What's next for CodeBlue

The future is bright for CodeBlue. Given the time constraints of the hackathon, we were unable to add in a lot of features we really wished to add on, such as a human-in-the-loop system with clinicians to approve patients taking up clinical trials. We also hoped to make our chat a lot engaging by adding in conversational elements, potentially an active-passive agentic workflow to actively extract information from conversations more effectively. We also use static visuals for timelines, but eventually we may want to try and make dynamic AI-generated visuals. We also tried experimenting with creating videos of people explaining what the clinical trial was using Veo 3 to promote accessiblility, but time constraints caused this to be halted for higher priority features.

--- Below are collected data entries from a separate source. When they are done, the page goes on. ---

PR #463, opened 2019-07-19
Generate basic man page with help2man

### LINKED ISSUE #456: Use `help2man` to generate interim man page
Eventually, I'd like to have a voluminous man page that includes:

- Documentation of command line syntax (autogenerated by clap)
- The contents of the current readme (generated using asciidoctor's roff backend)
- The just file grammar

However, this is waiting on a few things, mostly for me to get to it, and for clap to land man page generation support.

In the mean time, @NickeZ who's working on packaging `just` for Debian, mentioned that we could use the `help2man` utility to generate a serviceable man page from the output of `just --help`.

This seems like a good interim step. In order to make sure that the man page is consistent across packages, we should build it and check it in to the repository as `man/just.1`

casey:
Generates a basic man page with `help2man`. The generated man page doesn't look great by default, so this also adds the `help4help2man` feature, which makes Just print a help message that produces a better man page.

Fixes #456.


Alhadis:
You're better off writing it by hand, mate. Seriously.

There's no such thing as a quality generated man page. 😉

PR #465, opened 2019-08-21
Add compile target for linux-gnu

ghost:
This allows projects using the default travis Rust runner to work
out of the box.

Otherwise, you will see quite confusing errors like these:
https://travis-ci.org/google-apis-rs/generator/jobs/574675350#L197

"gzip: stdin: not in gzip format"
which leads to a closed issue in Trust indicating the required target
does not exist: https://github.com/japaric/trust/issues/68 .

The easiest fix would be to provide the target here.

Additionally, I think it will help the adoption 'just'.

### DIFF
--- a/.travis.yml
+++ b/.travis.yml
@@ -21,7 +21,7 @@ matrix:
     # Linux
     #- env: TARGET=i686-unknown-linux-gnu
     #- env: TARGET=i686-unknown-linux-musl
-    #- env: TARGET=x86_64-unknown-linux-gnu
+    - env: TARGET=x86_64-unknown-linux-gnu
     - env: TARGET=x86_64-unknown-linux-musl
 
     # OSX


casey:
Thank you for opening this PR!

It looks like the trust download script is failing because:
- the script uses `rustc -Vv | grep host` to get the target binary to download
- on many linux systems (including on travis) the host returned by rustc is `x86_64-unknown-gnu-linux`
- Just's linux binary releases is `x86_64-unknown-linux-musl`

Just doesn't include an `x86_64-unknown-gnu-linux` release because:
- the `-gnu` target dynamically links to libc, which can cause problems
- it's an extra option which might confuse users looking for which binary to download for their system

I'm definitely keen to get the trust download scripts working, but I'd prefer not to add an extra release binary if it can be avoided. (Especially because, if I recall correctly, we had some issues caused by linking dynamically to libc.)

It looks like an [issue](https://github.com/japaric/trust/issues/120) regarding the install script using rustc was recently opened in the trust repo, and I added a [comment](https://github.com/japaric/trust/issues/120#issuecomment-524506448). Hopefully this can be fixed upstream, instead of adding a new release binary.

Until the trust script is improved, does the following command work for your use case?

```
curl -LSfs https://japaric.github.io/trust/install.sh | \
  sh -s -- --git casey/just --target x86_64-unknown-linux-musl --to DESTINATION_DIRECTORY
```

I'm going to close this PR for now, but let me know if the workaround above doesn't work for you.

ghost:
Hi @casey , thanks a lot for that fantastic community work of yours! This reply is downright fantastic - super helpful, and in a writing style I envy absolutely!

The suggested workaround will work for me, and your proposed solution is the way to go :)!

casey:
Awww, thank you for the kind words, I really appreciate it! Getting positive feedback like is part of what makes working on open source software rewarding for me ^_^

Also, glad that my suggestion works for you! Hopefully the next iteration of the trust install script will find `-musl` and `-gnu` binaries.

We also discussed adding in our own recommendation system to match patients and CRCs, but we ultimately did not include this in order to not lose focus on our problem statement, and again, due to time constraints. Towards the end, we had to give up quite a few deepagent features in the frontend and backend due to us running out of Gemini credits and having to keep switching back and forth with OpenAI. Also we didn't have time for notification reminders but that would be super cool.